The z-axis moving mechanism includes a longitudinal guide rail Ⅰ11 fixed on the side where the two support plate columns 1 are close to each other, and a transverse limit baffle 19 is provided at both ends of the guide rail Ⅰ11. The guide rail Ⅰ11 is provided with a slider Ⅰ12, and the support plate 5 is fixed with a worm gear dual-output reducer 13 and a servo motor Ⅰ14 in sequence upward. The opposite sides of the worm gear dual-output reducer 13 are coaxially connected to a transmission shaft 16 passing through the slider Ⅰ12 at the other end through a coupling Ⅰ15, and the transmission shaft 16 is coaxially connected to the end away from the worm gear dual-output reducer 13 with a gear 17, and the gear 17 is meshed with a longitudinal spur rack 18 fixed to the support plate column 1. When in use, the servo motor Ⅰ14 is started to output lateral rotation through the worm gear dual-output reducer 13, and then drives the transmission shaft 16 to rotate through the coupling Ⅰ15. The rotation of the transmission shaft 16 causes the gear 17 to rotate synchronously. The gear 17 moves upward on the spur rack 18, so that the slider Ⅰ12 drives the support plate 5 to move upward along the longitudinal guide rail Ⅰ11, so that the drill bit is located above the processing plane of the workpiece to be processed. The drill bit slowly descends until it is about to contact the plane of the workpiece to be processed and stops descending. The limit baffle 19 prevents the slider Ⅰ12 from escaping the guide rail Ⅰ11.

The lateral movement mechanism includes a lateral guide rail II 23 fixed to the bottom end of the rib plate 6, and limit stops 29 are provided at both ends of the guide rail II 23. A slider II 24 is provided on the guide rail II 23, and a nut 25 axially parallel to the guide rail II 23 is fixed on the slider II 24. A trapezoidal lead screw 26 is coaxially provided in the nut 25 to form a trapezoidal lead screw nut pair. One end of the trapezoidal lead screw 26 is coaxially connected to a servo motor III 28 fixed to the bottom end of the rib plate 6 through a coupling II 27, and the motor assembly is fixedly connected below the bottom end of the slider II 24. When in use, the servo motor III 28 is started to drive the trapezoidal screw 26 to rotate through the coupling II 27. Under the side effect of the trapezoidal screw nut, the nut 25 moves laterally along the trapezoidal screw 26 to drive the slider II 24 to slide laterally along the guide rail II 23. The limit block 29 prevents the slider II 24 from rushing out of the guide rail II 23, thereby adjusting the position of the drill bit on the x-axis. After the lateral moving mechanism is rotated 90° as a whole in conjunction with the rotating table, the lateral sliding of the slider II 24 along the guide rail II 23 becomes a movement on the y-axis, thereby accurately adjusting the x and y positions of the drill bit on the horizontal plane.

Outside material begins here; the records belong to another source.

PR #4965, opened 2024-05-20
fix e2e unstable failure caused by taint cluster

chaosi-zju:
**What type of PR is this?**

/kind flake

fix e2e unstable failure caused by taint cluster.

In this new merged e2e, we add a taint `{Key: "workload-rebalancer-test", Effect: corev1.TaintEffectNoExecute}` to member1 cluster.

Though it has specified key, we mistakenly think that it has no effect on other e2e cases. Actually, as long as the cluster has `NoExecute` taint, no matter what the key it is, could affect other e2e cases.

Fixes #

```release-note

```

### DIFF
--- a/test/e2e/workloadrebalancer_test.go
+++ b/test/e2e/workloadrebalancer_test.go
@@ -43,7 +43,7 @@ import (
 //	schedule strategy: static weight, dynamic weight, aggregated
 //	resource type: workload type like deployment, non-workload type like clusterrole
 //	expected result: successful, not found failure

The rotating mechanism, i.e., the rotating table, includes a worm gear slewing bearing 20 fixed at the bottom end of the support plate 5, a servo motor II 21 is coaxially connected to one side of the worm gear slewing bearing 20, a rotating disk 22 is coaxially connected to the bottom end of the worm gear slewing bearing 20, and the rib plate 6 is fixedly connected to the bottom end of the rotating disk 22. When in use, the servo motor II 21 is started to output longitudinal rotation through the worm gear slewing bearing 20, and the rotating disk 22 rotates to drive the lateral moving mechanism and the drill bit below to rotate 90° or 360° to meet different positioning and processing requirements. For example, if hole expansion processing is required, the lateral moving mechanism moves the pre-drilling radius and then the rotating disk 22 rotates 360°, that is, one circle to achieve hole expansion.

The angle tilting mechanism includes a telescopic rod and a bearing 2. The telescopic rod includes a screw rod Ⅰ8 hinged to the support plate column 1 at the top and a screw rod Ⅱ9 hinged to the top of the base plate 3 at the bottom. The bottom end of the screw rod Ⅰ8 and the top end of the screw rod Ⅱ9 are coaxially opposite and threadedly connected with a cylindrical rotary adjuster 10. The bottom end of the support plate column 1 is fixed with an upper plate 34. The bottom end of the upper plate 34 is fixed to the inner ring of the bearing 2 extending outward at both ends through the vertical plate. The base plate 3 below the support plate column 1 is fixed with a lower plate 35. The top end of the lower plate 35 is fixed to the outer ring of the bearing 2 through the vertical plate. When in use, when the rotary adjuster 10 is twisted, the screw rod Ⅰ8 and the screw rod Ⅱ9 on one side of the support plate column 1 are close to each other, and the screw rods on the other side are far away, so as to realize the front and rear tilting of the support plate column 1. When tilting, the mutual rotation of the support plate column 1 and the base plate 3 is realized by connecting the upper plate 34 and the lower plate 35 to the inner and outer rings of the double-row bearing 2. The double-row bearing 2 has a high load-bearing capacity.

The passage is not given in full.